The NIH has commissioned The Institute of Medicine, a branch of the National Academy of Sciences, to investigate HIVNET 012. However, this review serves only to perpetuate the cover-up. Most of the IOM panel members have conflicts of interest that call into question their objectivity. By receiving research funding from the NIH, these individuals are unlikely to jeopardize their own standing with the institution.

Not surprisingly, few knowledgeable critics of the HIVNET 012 study have been asked to appear before the review panel. The terms of reference for the inquiry are so narrowly written, it will be impossible to draw any meaningful conclusions from the effort. Instead of addressing the failed NIH research process, reprisals against whistleblowers, and the cover-up, the IOM team will address only the validity of the data from a scientific standpoint. This is not what the public interest requires.
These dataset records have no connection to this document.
PR #1088, opened 2022-01-25
NO-ISSUE: resolved dependency on ocm in common

batzionb:


src/common/components/featureSupportLevels/utils.ts
```diff
@@ -47,11 +43,7 @@ export const getLimitedFeatureSupportLevels = (
     }
     return ret;
   } catch (err) {
-    captureException(
-      err,
-      `Failed to get cluster ${cluster.id} feature support levels`,
-      Sentry.Severity.Warning,
-    );
+    console.error(`Failed to get cluster ${cluster.id} feature support levels`);
```
jkilzi, line 46: Idea: we could pass the `captureException` as an additional arg to this function. Later any consumer can decide "how to capture the exception". In OCM we report it to Sentry in a disconnected environment they might decide to do something else that doesn't require contacting an external service. WDYT?

jkilzi (commented):
I left some ideas, let me know what you think...

src/common/components/featureSupportLevels/utils.ts
batzionb: this function is called from a component in common, that's called from another component in common, etc. I think the only way to solve this is with the errorhandler context

jkilzi: That's not correct
image

batzionb:
opened a [new PR](https://github.com/openshift-assisted/assisted-ui-lib/pull/1098) instead of this one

The specter of Tuskegee has returned to government-sponsored clinical trials. Congress and the Bush administration need to launch a truly untainted investigation immediately into the pervasive scientific misconduct in the NIH’s AIDS research program.

Going forward, Congress must exercise appropriate oversight over how taxpayer dollars are being used to subsidize substandard clinical trials — actions that ultimately imperil the health and safety of Americans. There must be consequences for NIH researchers and managers who knowingly violate the rules, shave the truth, and distort clinical data. Without true accountability, the scientific conclusions emanating from NIH research henceforth will be suspect.

Whistleblowers who expose failings in the federal research system must be protected. Their disclosures should be safeguarded and their careers insulated. The NIH must dramatically improve its monitoring of clinical trials and demand the highest level of good clinical practice.

Last, Africans must no longer be treated simply as test subjects bound to serve the ambitions of foreign researchers. They must be granted research protections equal to those afforded to Americans.

The controversy over nevirapine is but one example of a system that is sorely broken. Without a thorough overhaul of NIH-sponsored clinical trials, there are sure to be more Tuskegees in our future and with them a steady lowering in the standard of American medicine.